President Dietrich questioned whether WisTAF was hurting itself by carrying a line of credit balance.

Bailey responded that it depended on how investments perform. In the long-term WisTAF has a good balance and it made sense to keep some liquidity. The issue will be visited during the financial advisor RFP process later this year.

2011 IOLTA, PILSF and State Appropriation revenue and expense projections remained consistent with

2010 levels at $250,000 (IOLTA), $870,000 (PILSF) and $2,546,100 (State Appropriation). Upon motion by Knight/Bermingham, the 2011 budget was approved as presented. Motion passed

unanimously. [A copy of the approved 2011 WisTAF budget is attached to these minutes.]

B. Election of Member-at-Large to Executive Committee. Thomas Basting, Sr. agreed to be nominated to fill the vacancy for the position of Executive Committee Member-at-Large. Upon motion by George/McNeely, the nomination was approved. Motion passed unanimously.

C. Prime Partner Project.

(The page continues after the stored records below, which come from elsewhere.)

PR #17443, opened 2022-07-12
PIM-10528: Fix escaped special characters in page titles

mmetayer:
Page titles are set through the [pim/page-title](https://github.com/akeneo/pim-community-dev/blob/master/src/Akeneo/Platform/Bundle/UIBundle/Resources/public/js/page-title.js) component in javascript, we don't need to escape special characters here (as opposite as if they were included in a HTML template)
Also, in some pages, labels were escaped twice (eg `&` would become `&amp;amp;`)

before:
before

after:
after

- [ ] Tests
- [ ] Migration & Installer
- [ ] PM Validation (Story)
- [ ] Tech Doc

### DIFF
--- a/src/Akeneo/Platform/Bundle/UIBundle/Resources/public/js/controller/mass-edit.js
+++ b/src/Akeneo/Platform/Bundle/UIBundle/Resources/public/js/controller/mass-edit.js
@@ -6,10 +6,9 @@ define([
   'oro/translator',
   'pim/controller/front',
   'pim/form-builder',
-  'pim/page-title',
   'routing',
   'pim/analytics',
-], function ($, _, __, BaseController, FormBuilder, PageTitle, Routing, analytics) {
+], function ($, _, __, BaseController, FormBuilder, Routing, analytics) {
   const ACTION_PRODUCT_GRID = 'product-edit';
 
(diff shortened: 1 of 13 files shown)


src/Akeneo/Platform/Bundle/UIBundle/Resources/public/js/controller/mass-edit.js
```diff
@@ -6,10 +6,9 @@ define([
   'oro/translator',
   'pim/controller/front',
   'pim/form-builder',
-  'pim/page-title',
```
mmetayer, line 9: not used in this component

src/Akeneo/Platform/Bundle/UIBundle/Resources/public/js/controller/product/index.js
```diff
@@ -5,7 +5,6 @@ define([
   'pim/form-builder',
   'pim/user-context',
   'oro/mediator',
-  'pim/page-title',
```
mmetayer, line 8: not used

FSAkeneo (approved):

ghoussard (approved):

PR #17464, opened 2022-07-15
RAB: Fix remote storage bug of break session

ValentinMumble:

In this PR: 
- We fixed some behat tests than does not pass only in CE (non SAAS) =>
  - Quick export is local or none depending on version in order to make the tests/legacy/features/pim/enrichment/product/mass-action/quick-export/quick_export_with_media.feature:29 pass
  - We now only exclude local file on local storage instead of do not export the whole files on locale storage because media are not in locale => it break the tests
- We made icecat fixture by default to none storage in order to not have the import now

- [x] Tests
- [x] Migration & Installer

### DIFF
--- a/src/Akeneo/Platform/Bundle/ImportExportBundle/Infrastructure/Step/UploadStep.php
+++ b/src/Akeneo/Platform/Bundle/ImportExportBundle/Infrastructure/Step/UploadStep.php
@@ -52,7 +52,7 @@ final class UploadStep extends AbstractStep
             throw new \LogicException('malformed job parameters, missing storage configuration');
         }
 
-        if ('local' === $jobParameters[self::STORAGE_KEY]['type'] || 'none' === $jobParameters[self::STORAGE_KEY]['type']) {
+        if ('none' === $jobParameters[self::STORAGE_KEY]['type']) {
             return;
         }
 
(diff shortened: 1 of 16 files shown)


StevenVAIDIE (approved):

src/Akeneo/Platform/Bundle/ImportExportBundle/Infrastructure/Step/UploadStep.php
```diff
@@ -52,7 +52,7 @@ protected function doExecute(StepExecution $stepExecution)
             throw new \LogicException('malformed job parameters, missing storage configuration');
         }
 
-        if ('local' === $jobParameters[self::STORAGE_KEY]['type'] || 'none' === $jobParameters[self::STORAGE_KEY]['type']) {
+        if ('none' === $jobParameters[self::STORAGE_KEY]['type']) {
```
ghoussard, line 55: If we don't remove it
```suggestion
        if (NoneStorage::type === $jobParameters[self::STORAGE_KEY]['type']) {
```

ghoussard, line 55: If we don't remove it
```suggestion
        if (NoneStorage::type === $jobParameters[self::STORAGE_KEY]['type']) {
```

ghoussard (approved):

MadeWilson (approved):

PR #17468, opened 2022-07-18
CPM-629: Fix ZddMigration command

pierallard:
This PR fixes the command
- The "notices" are dropped from datadog and we can't see migrations, we replaced by "info"
- The command raised a 500 when the table does not exist, now it raises a warning
- The logged messages were too hard to find, we introduced a new format with "name - action - message" and add more context.

### DIFF
--- a/src/Akeneo/Platform/Bundle/InstallerBundle/Command/MigrateZddCommand.php
+++ b/src/Akeneo/Platform/Bundle/InstallerBundle/Command/MigrateZddCommand.php
@@ -49,7 +49,10 @@ final class MigrateZddCommand extends Command
             $this->logger->warning('%s - skip - Table pim_one_time_task does not exist', [
                 'action' => 'skip',
             ]);
+
+            return Command::SUCCESS;
         }
+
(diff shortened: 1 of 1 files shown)


Balamung (approved):

cemorin (approved):

src/Akeneo/Platform/Bundle/InstallerBundle/Command/MigrateZddCommand.php
```diff
@@ -45,35 +45,46 @@ protected function configure()
 
     protected function execute(InputInterface $input, OutputInterface $output): int
     {
-        $this->logger->notice('pim:zdd-migration:migrate start');
+        if (!$this->tableExists('pim_one_time_task')) {
+            $this->logger->warning('%s - skip - Table pim_one_time_task does not exist', [
+                'action' => 'skip',
+            ]);
```
nmarniesse, line 51: If `pim_one_time_task` does not exist, we don't exit?

nmarniesse (approved):

PR #17486, opened 2022-07-19
TIP-1597: do not display jobs of features that are not activated yet

ahocquard:

## Issue
If a feature is not enabled yet, it should not be visible in the process tracker. For example, with GE with feature flags, there is a bug for the rule job:  it is visible because the rule cronjob is executed (same infra as serenity). 

Also, confirmed with PM: if a feature is enabled due to an upgrade, you should see the new jobs executed **since** the upgrade, but not the old one when the feature was deactivated.

## Potential solution

We could either:
1. prevent the execution of the job in the command itself (execute rule for example),  which impact every commands
2. or make it invisible when executing the job

As a reminder, executing a job of a deactivated feature is not necessary useless. It can help to prepare data in case of an upgrade for example, etc (deactivated feature != dead code never run). For the rules, for example, it just run the job on 0 rules, so no business impact.

## Choice and reason
 
I chose the second solution, as cronjob will be transformed as jobs soon, and I didn't know the exact shape of the future commands to execute cronjobs.
Maybe the provided solution is not the best solution, but I know it's the one that does not impact teammates. We could change it later on after "cronjob as job" transformation done by @jmleroux .

Note: I completely rewrote the test to be agnostic of the jobs of the PIM and remove the use of the SQL catalog.

- [ ] Tests
- [ ] Migration & Installer
- [ ] PM Validation (Story)
- [ ] Tech Doc

### DIFF
--- a/src/Akeneo/Tool/Bundle/BatchBundle/DependencyInjection/AkeneoBatchExtension.php
+++ b/src/Akeneo/Tool/Bundle/BatchBundle/DependencyInjection/AkeneoBatchExtension.php
@@ -40,5 +40,9 @@ class AkeneoBatchExtension extends Extension
                 ->getDefinition('akeneo_batch.mail_notifier')
                 ->addTag('akeneo_batch.notifier');
         }
+
+        if ('test' === $container->getParameter('kernel.environment')) {
+            $loader->load('test/jobs.yml');
+        }
     }
 }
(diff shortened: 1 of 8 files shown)


StevenVAIDIE (approved):
:+1:

ValentinMumble (approved):

PR #2903, opened 2023-08-21
feat(cogify): ensure cogify path-like args have trailing slashes. BM-858

ajacombs:
#### Description
*What does this change aim to achieve?*

Updates the cogify CLI commands to ensure that arguments representing folder paths have trailing slashes. Adds a `UrlFolder` parser for cmd-ts which parses the input string as a URL, and appends a trailing slash if it's missing. Changing the type from `string` to `URL` (via the `Url` or new `UrlFolder` parsers) involved changing places that use these values to construct other paths. Where these are passed to `fsa` functions, these are converted back to strings using `urlToString`.

#### Intention
*Why is this change being made? What implications or other considerations are there?*

Parts of the cogify commands were using strings for paths, while other parts were using URLs. This led to a situation where a string path was created by `fsa.joinAll()` which did not have a trailing slash, which was then passed to the URL constructor, resulting in a URL one directory higher than intended being created, which prevented finding the STAC collection.json file.

The calls to `urlToString` will be unnecessary once we upgrade to chunkd v11 which swaps to receiving URLs directly, however that is a much larger piece of work so for the time being we'll continue to gradually migrate to using URLs and use `urlToString` as needed when passing values to `fsa` functions.

#### Checklist
- [ ] Tests updated, N/A: no existing tests to update.
- [x] Docs updated
- [x] Issue linked in Title

### DIFF
--- a/packages/cogify/src/cogify/cli/cli.cover.ts
+++ b/packages/cogify/src/cogify/cli/cli.cover.ts
@@ -7,11 +7,12 @@ import { Metrics } from '@linzjs/metrics';
 import { command, number, oneOf, option, optional, restPositionals, string } from 'cmd-ts';
 import { isArgo } from '../../argo.js';
 import { CutlineOptimizer } from '../../cutline.js';
+import { urlToString } from '../../download.js';
 import { getLogger, logArguments } from '../../log.js';
-import { TileCoverContext, createTileCover } from '../../tile.cover.js';
-import { createFileStats } from '../stac.js';
-import { Url } from '../parsers.js';
 import { Presets } from '../../preset.js';
+import { TileCoverContext, createTileCover } from '../../tile.cover.js';
+import { Url, UrlFolder } from '../parsers.js';
+import { createFileStats } from '../stac.js';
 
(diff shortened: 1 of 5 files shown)


packages/cogify/src/cogify/cli/cli.cover.ts
```diff
@@ -75,15 +76,15 @@ export const BasemapsCogifyCoverCommand = command({
 
     const res = await createTileCover(ctx);
 
-    const targetPath = fsa.joinAll(args.target, String(tms.projection.code), im.name, CliId);
+    const targetPath = new URL(`${tms.projection.code}/${im.name}/${CliId}/`, args.target);
```
Wentao-Kuang, line 79: Does this need to be a `UrlFolder` as you defined in the args, or you just need the args.target to be end with '/'

ajacombs: `UrlFolder` isn't it's own type, it's a parser which takes the string from the CLI and turns it into a `URL` while ensuring it ends with a slash. So the type of `args.target` here is `URL`.

Wentao-Kuang (approved):

PR #2906, opened 2023-08-23
feat(landing): Hide the topo grid layers from the layer drop down list.

Wentao-Kuang:
#### Description
*After imagery configuration refactoring, the topo grid layers been bundle into layer drop down, which is not related. We should hide it.*

#### Intention
*We don't want to provide public access for the topo grid layers in the drop down list.*

#### Checklist
- [ ] Tests updated
- [ ] Docs updated
- [ ] Issue linked in Title


blacha:
I am a little hesitant to have these hidden here, this is quite specific for our implementation, Can we hide them in the linz/basemaps-config ?

blacha:
layers have been removed already.

PR #2911, opened 2023-08-24
feat(cogify): add --concurrency to allow concurrent gdal_translates

blacha:
#### Description

Adds `--concurrency` to all multiple `gdal_translate` to run at the same time.

#### Intention
In COG Creation `gdal_translate` often has peaks of CPU usage across all cores and then goes down to 1 core for long periods, by running multiple `gdal_translates` on the same machine we can increase the usage of the CPU

#### Checklist
- [ ] Tests updated
- [ ] Docs updated
- [ ] Issue linked in Title

### DIFF
--- a/packages/cogify/src/cogify/cli/cli.cog.ts
+++ b/packages/cogify/src/cogify/cli/cli.cog.ts
@@ -124,7 +124,7 @@ export const BasemapsCogifyCreateCommand = command({
 
     try {
       await mkdir(tmpFolder, { recursive: true });
-      // TODO should COG creation be run concurrently?
+
       const promises = filtered.map(async (f) => {
         const { item, url } = f;
         const cutlineLink = getCutline(item.links);
--- a/packages/cogify/src/cogify/cli/cli.cog.ts
+++ b/packages/cogify/src/cogify/cli/cli.cog.ts
@@ -3,9 +3,10 @@ import { LogType, fsa } from '@basemaps/shared';
 import { CliId, CliInfo } from '@basemaps/shared/build/cli/info.js';
 import { CogTiff, TiffTag } from '@cogeotiff/core';
 import { Metrics } from '@linzjs/metrics';
-import { command, flag, option, optional, restPositionals } from 'cmd-ts';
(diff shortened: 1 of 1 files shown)


packages/cogify/src/cogify/cli/cli.cog.ts
```diff
@@ -63,6 +64,13 @@ export const BasemapsCogifyCreateCommand = command({
     ...logArguments,
     path: restPositionals({ type: Url, displayName: 'path', description: 'Path to covering configuration' }),
     force: flag({ long: 'force', description: 'Overwrite existing tiff files' }),
+    concurrency: option({
+      type: number,
+      long: 'concurrency',
+      description: 'Number of COGS to process at the same type',
+      defaultValue: () => 4,
```
ajacombs, line 71: Would setting `defaultValue: () => os.cpus().length` be a worthwhile default? Or is that likely to do funky things in cloud nodes where "the number of CPU cores available" may be a more nebulous concept?

blacha: The way we currently run this is we put 4+ containers on the same host, the host will have 100+ cores, I don't think we can run 400+ `gdal_translates` on the same host.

Murray reported on current efforts to promote WisTAF’s Prime Partner

program to IOLTA-participating financial institutions. As part of that effort, Board members will be asked to voluntarily contact their banks and encourage them to become Prime Partners. The campaign will begin in mid-November.

D. WisTAF’s 25th Anniversary. Tomlinson reported that staff have begun discussion of how and when to

commemorate WisTAF’s 25th anniversary. Several milestone options exist including the date WisTAF was established by the Wisconsin Supreme Court (March 21, 1986); the date WisTAF made its first grant decisions (November 26, 1987); and the date grant funds were first distributed to grantees (January 1, 1988). After discussion the Board determined that it would prefer to memorialize the foundation’s primary purpose and activity (distribution of grants) and recognize both service providers and past board members in the most cost-effective and meaningful way possible. Further planning will take place at the staff level.

VII. Executive Session and Adjournment

Board entered into executive session at 3:15 p.m. Tomlinson and Murray participated until 4:15 p.m. Board moved back into open session at 4:45 pm. and the meeting was immediately adjourned.